MSPCaps: A Multi-Scale Patchify Capsule Network with Cross-Agreement Routing for Visual Recognition

TL;DR

The paper tackles CapsNet limitations in modeling multi-scale spatial relationships by introducing MSPCaps, a three-part architecture comprising a Multi-Scale ResNet Backbone (MSRB), a Patchify Capsule Layer (PatchifyCaps), and Cross-Agreement Routing (CAR). MSPCaps learns from multi-scale features and fuses them through a progressive, cross-scale voting scheme, enabling scalable Tiny to Large models with strong accuracy and robustness. Extensive experiments on MNIST, FashionMNIST, SVHN, and CIFAR-10 show state-of-the-art performance and improved adversarial resistance, supported by thorough ablations of scale, patch size, and routing strategies. The results demonstrate that structured, patch-based multi-scale capsules with adaptive cross-scale routing yield efficient and robust feature representations for visual recognition.

Abstract

Capsule Network (CapsNet) has demonstrated significant potential in visual recognition by capturing spatial relationships and part-whole hierarchies for learning equivariant feature representations.
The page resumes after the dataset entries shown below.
PR #1841, opened 2026-08-10
feat(tia): add GitLab CI baseline support

calebdw:
### What:

- [ ] Bug Fix
- [x] New Feature

### Description:

Hello!

This adds GitLab support to the tia engine, not just `gitlab.com` but also self-hosted instances (as long as the `glab` binary is authenticated) as many companies use the self-hosted option for their codebases.

Thanks!

### DIFF
--- a/src/Plugins/Tia/BaselineSync.php
+++ b/src/Plugins/Tia/BaselineSync.php
@@ -7,10 +7,10 @@ namespace Pest\Plugins\Tia;
 use Pest\Exceptions\BaselineFetchFailed;
 use Pest\Panic;
 use Pest\Plugins\Tia;
+use Pest\Plugins\Tia\Baselines\BaseRemote;
 use Pest\Plugins\Tia\Contracts\State;
 use Pest\Support\View;
 use Symfony\Component\Console\Output\OutputInterface;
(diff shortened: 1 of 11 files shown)


nunomaduro:
hi friend, did you tested this on gitlab itself?

calebdw:
Not, yet---I started to but got pulled away on other fixes. I'll let you know once I confirm this works

calebdw:
@nunomaduro, I've tested this out in GitLab and it works! (even in a private self-hosted instance) You can test it yourself with this project: https://gitlab.com/calebdw/sql-entities

Note that this really depends on https://github.com/pestphp/pest/pull/1844 so that should be merged as well (I had to do some finagling in the `.gitlab-ci.yml` to get tia recording working which is definitely not something we want to have the general userbase doing

nunomaduro:
@MrPunyapal

MrPunyapal:
I'm flying let's see how early I can see it.

calebdw:
@MrPunyapal, tests should be passing now :crossed_fingers:

calebdw:
Rebased and conflicts resolved

calebdw:
Thanks! I'll put together some docs so that it can be shown on the website!

PR #1842, opened 2026-08-10
fix: fail missing snapshots in CI

calebdw:
### What:

- [x] Bug Fix
- [ ] New Feature

### Description:

Prevent snapshot assertions from silently creating missing snapshots during CI runs unless --update-snapshots is enabled.


nunomaduro:
thank you!

PR #1844, opened 2026-08-11
fix(tia): persist state on detached HEAD

calebdw:
### What:

- [x] Bug Fix
- [ ] New Feature

### Description:

This allows TIA to persist its dependency graph and related state when Git HEAD is detached.

Detached HEAD is a normal checkout state for GitLab CI and for local workflows that use jj with a colocated Git repository. TIA previously suppressed graph writes, state deletion, structural rebuilds, and `--fresh` purges in this state. A run could therefore pass without producing the graph required by a baseline artifact or a later local run.

TIA now permits the same state operations for attached and detached checkouts. It resolves the writable baseline identity in this order:

1. Use the current Git branch when Git reports one.
2. Use the current branch reported by the GitLab or GitHub CI provider.
3. Use a stable `@workspace:<hash>` key for jj and other detached workspaces.

The default branch remains the read fallback. A local detached workspace can download a baseline recorded on the default branch, calculate changes from that baseline, and store its own SHA, tree, and test results under its workspace key. This prevents an unknown detached checkout from changing the published default-branch baseline.

The TIA CI abstraction now resolves both current and default branches, so each provider owns its environment-variable handling. Workspace baselines survive Git branch reclamation and do not participate in default-branch inference.

The tests cover sequential and parallel detached runs, structural rebuilds, `--fresh`, unreadable graph replacement, branch reclamation, default-baseline isolation, and detached GitLab and GitHub branch detection. The fixture process also removes inherited CI variables so local-behavior tests remain local when the Pest suite itself runs in CI.

Thanks!

### DIFF
--- a/src/Plugins/Snapshot.php
+++ b/src/Plugins/Snapshot.php
@@ -5,6 +5,7 @@ declare(strict_types=1);
 namespace Pest\Plugins;
 
 use Pest\Contracts\Plugins\HandlesArguments;
+use Pest\Support\Ci;
 use Pest\TestSuite;
 
 /**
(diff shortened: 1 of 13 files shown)


calebdw:
@nunomaduro, I came across this while testing the GitLab tia work---this is needed to support recording tia in gitlab ci

calebdw:
@MrPunyapal, can you please take a look at this? This is a blocker to be able to properly support Gitlab (#1841)

calebdw:
Nice, let me fix the tests

calebdw:
@MrPunyapal, can you run ci again please?

MrPunyapal:
> @MrPunyapal, can you run ci again please?

Refreshed my page multiple times already, but no luck yet.
image

MrPunyapal (approved):

calebdw:
I guess ci is down again lol

MrPunyapal (changes requested):
ci

MrPunyapal:
Can you try doing a new PR?

PR #1845, opened 2026-08-11
fix(tia): suppress PHPUnit XML coverage during recording

calebdw:
### What:

- [x] Bug Fix
- [ ] New Feature

### Description:

When phpunit.xml has `<coverage>` and `<source>` sections, PHPUnit auto-initializes its code coverage driver which takes over xdebug's coverage APIs. TIA's recorder then gets empty data from `xdebug_get_code_coverage()`, resulting in zero recorded edges and no graph being saved.

### DIFF
--- a/src/Plugins/Tia.php
+++ b/src/Plugins/Tia.php
@@ -1238,6 +1238,10 @@ final class Tia implements AddsOutput, HandlesArguments, HandlesOriginalArgument
             return $arguments;
         }
 
+        if (! $this->piggybackCoverage && ! in_array('--no-coverage', $arguments, true)) {
+            $arguments[] = '--no-coverage';
+        }
+
         if (Parallel::isEnabled()) {
             $this->purgeWorkerPartials();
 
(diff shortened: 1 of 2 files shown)


calebdw:
@nunomaduro, recording tia in ci is broken for every project that has `<coverage>` its own coverage section in `phpunit.xml` unless they manually pass `--no-coverage` to the pest command which is counter intuitive

MrPunyapal (approved):

MrPunyapal (changes requested):
Two things before this can merge:

1. Rector fails on the heredoc indentation in tests/Features/Tia/CoveragePiggyback.php
2. The new test "xml-configured coverage does not prevent tia recording" fails in the integration suite, with exit code 1 instead of 0. Maybe it needs an env guard like the other TIA tests.

Once CI is green, we can merge.

calebdw:
@MrPunyapal, looks like it needs approval to run

MrPunyapal (approved):

MrPunyapal:
thanks

PR #1848, opened 2026-08-11
fix: don't treat array datasets as callables

### LINKED ISSUE #1847: [Bug]: 2 unkeyed (Model::class) datasets fail
### What Happened

When I run:

```php
use App\Models\Project;
use App\Models\User;

describe('audit logging', function () {
    it('created: event for observed model: ', function (string $modelClass) {
        /* expectations omitted, the test does not run with or without */
    })->with([
        Project::class,
        User::class,
    ]);
```

it should return: 
```sh
✓ audit logging → it created: event for observed model: with ('App\Models\Project')
✓ audit logging → it created: event for observed model: with ('App\Models\User')
```

### How to Reproduce

run a test with the dataset of only two model::class, you get the error below. 

```sh
  ⨯ audit logging → it created: event for observed model:                                                                0.41s
  ────────────────────────────────────────────────────────────────────────────────────────────────────────────────────────────
   FAILED  Tests\Feature\AuditTest > `audit logging` → it created: event for observed model:                            Error
  Call to a member function connection() on null

  at vendor/laravel/framework/src/Illuminate/Database/Eloquent/Model.php:2233
    2229▕      * @return \Illuminate\Database\Connection
    2230▕      */
    2231▕     public static function resolveConnection($connection = null)
    2232▕     {
  ➜ 2233▕         return static::$resolver->connection($connection);
    2234▕     }
    2235▕
    2236▕     /**
    2237▕      * Get the connection resolver instance.
```
If trim it to one, it succeeds, 
If you add more than to it succeeds. 
If you key any it will succeed, and;
If use arrays, viz `->with([[model::class], [model::class]])` it succeeds.

### Sample Repository

_No response_

### Pest Version

5.1

### PHP Version

8.5.9

### Operation System

macOS

### Notes

_No response_

lazerg:
### What:

- [x] Bug Fix
- [ ] New Feature

### Description:

A dataset of exactly two class strings, such as `->with([Project::class, User::class])`, is also a valid PHP callable array when the first class has `__callStatic`, which every Eloquent model does. `DatasetsRepository::processDatasets()` runs its `is_callable()` check before the iterable handling, so it called `Project::User()` rather than using the two values, and the test died inside Eloquent. Arrays are now skipped by that check.

One or three values, keyed values, or nested arrays never matched the callable-array shape, which is why only this case failed.

### Related:

Fixes #1847

### DIFF
--- a/src/Repositories/DatasetsRepository.php
+++ b/src/Repositories/DatasetsRepository.php
@@ -141,7 +141,7 @@ final class DatasetsRepository
                 $datasets[$index] = self::getScopedDataset($data, $currentTestFile);
             }
 
-            if (is_callable($datasets[$index])) {
+            if (! is_array($datasets[$index]) && is_callable($datasets[$index])) {
                 $datasets[$index] = call_user_func($datasets[$index]);
             }
 
--- a/tests/.snapshots/success.txt
+++ b/tests/.snapshots/success.txt
@@ -1764,6 +1764,7 @@
   ✓ it shows the correct description for long texts with newlines
   ✓ it shows the correct description for arrays with many elements
   ✓ it shows the correct description of datasets with html
+  ✓ it does not treat a two element dataset of class names as a callable
 
    PASS  Tests\Unit\Expectations\OppositeExpectation
   ✓ it throw expectation failed exception with string argument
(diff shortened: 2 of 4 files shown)


MrPunyapal:
Already Fixed by @nunomaduro here https://github.com/pestphp/pest/commit/2c7cc1dc87ef5e5e85e7eafb411849bce3d95689

PR #1851, opened 2026-08-11
feat: add numeric expectations (toBePositive, toBeNegative, toBeZero,…

oluwatosinolamilekan:
### What:

- [x] New Feature

### Description:

Adds five numeric expectations, filling a gap alongside the existing
`toBeGreaterThan`, `toBeLessThan`, `toBeBetween`, `toBeInfinite`, and `toBeNan`:

- `toBePositive()` — value is greater than zero
- `toBeNegative()` — value is less than zero
- `toBeZero()` — value equals zero (`0`, `0.0`, `'0'`)
- `toBeOdd()` — value is an odd number
- `toBeEven()` — value is an even number

These read as plain English, matching Pest's design goal —
`expect($balance)->toBePositive()` over `expect($balance)->toBeGreaterThan(0)`.
Common uses include asserting prices/quantities are positive, a cleared
balance is zero, or batch/pagination sizes have the expected parity.

## Usage

```
expect(10)->toBePositive();
expect(-5)->toBeNegative();
expect(0)->toBeZero();
expect(3)->toBeOdd();
expect(4)->toBeEven();

```

### DIFF
--- a/src/Mixins/Expectation.php
+++ b/src/Mixins/Expectation.php
@@ -152,6 +152,68 @@ final class Expectation
     /**
      * @return self<TValue>
      */
+    public function toBePositive(string $message = ''): self
+    {
+        Assert::assertGreaterThan(0, $this->value, $message);
+
+        return $this;
+    }
+
+    /**
+     * @return self<TValue>
+     */
+    public function toBeNegative(string $message = ''): self
+    {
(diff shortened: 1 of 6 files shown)


nunomaduro:
not a fan of this.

However, existing CapsNet and variants often rely on a single high-level feature map, overlooking the rich complementary information from multi-scale features. Furthermore, conventional feature fusion strategies (e.g., addition and concatenation) struggle to reconcile multi-scale feature discrepancies, leading to suboptimal classification performance. To address these limitations, we propose the Multi-Scale Patchify Capsule Network (MSPCaps), a novel architecture that integrates multi-scale feature learning and efficient capsule routing. Specifically, MSPCaps consists of three key components: a Multi-Scale ResNet Backbone (MSRB), a Patchify Capsule Layer (PatchifyCaps), and Cross-Agreement Routing (CAR) blocks. First, the MSRB extracts diverse multi-scale feature representations from input images, preserving both fine-grained details and global contextual information. Second, the PatchifyCaps partitions these multi-scale features into primary capsules using a uniform patch size, equipping the model with the ability to learn from diverse receptive fields. Finally, the CAR block adaptively routes the multi-scale capsules by identifying cross-scale prediction pairs with maximum agreement. Unlike the simple concatenation of multiple self-routing blocks, CAR ensures that only the most coherent capsules contribute to the final voting. Our proposed MSPCaps achieves remarkable scalability and superior robustness, consistently surpassing multiple baseline methods in terms of classification accuracy, with configurations ranging from a highly efficient Tiny model (344.3K parameters) to a powerful Large model (10.9M parameters), highlighting its potential in advancing feature representation learning.

Figures (4)

• Figure 1: Comparative overview of conventional CapsNet and our proposed MSPCaps. The path (a) $\rightarrow$ (b) shows the conventional CapsNet with dynamic routing, where the prediction capsules $\hat{u}$ are first generated by applying weight matrices $W$ on primary capsules $u$, followed by an iterative routing-by-agreement process to update the coupling coefficients $C$ for $n$ iterations. The class capsules are then produced in the last iteration based on output capsules $v$. In contrast, the path (a) $\rightarrow$ (c) shows the proposed MSPCaps, which leverages multi-scale features to generate initial capsules and employs a non-iterative cross-agreement routing mechanism for voting to compute output capsules.
• Figure 2: (a) The overall architecture of MSPCaps, which consists of an MSRB, a PatchifyCaps, and two CAR blocks. The backbone is designed with three residual blocks to generate features at varying scales. (b) Each residual block starts with a downsampling convolution (stride=2), followed by $n$ identical convolutional modules, each with a residual connection.
• Figure 3: An illustration of the cross-agreement routing block, where $A$ represents the raw agreement scores matrix and $C$ denotes the final coupling coefficients matrix.
• Figure 4: Classification accuracy of MSPCaps-L, MSPCaps-T, and CapsNet against FGSM and BIM adversarial attacks on CIFAR-10, plotted with attack strength $\epsilon$.